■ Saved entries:

........

PR #1946, opened 2024-07-23
Release v0.12.0

BenjaminBossan:
Release planned for today.

Besides bumping the version, I also fixed an incorrect version indication in the docs.

### DIFF
--- a/setup.py
+++ b/setup.py
@@ -15,7 +15,7 @@
 from setuptools import find_packages, setup
 
 
-VERSION = "0.11.2.dev0"
+VERSION = "0.12.0"
 
 extras = {}
 extras["quality"] = [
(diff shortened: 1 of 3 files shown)


setup.py
```diff
@@ -15,7 +15,7 @@
 from setuptools import find_packages, setup
 
 
-VERSION = "0.11.2.dev0"
+VERSION = "0.12.0"
```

........

■ Requirement: Please return a copy of each line in the entries that has the string "Release".

■ Solution:
Release v0.12.0
Release planned for today.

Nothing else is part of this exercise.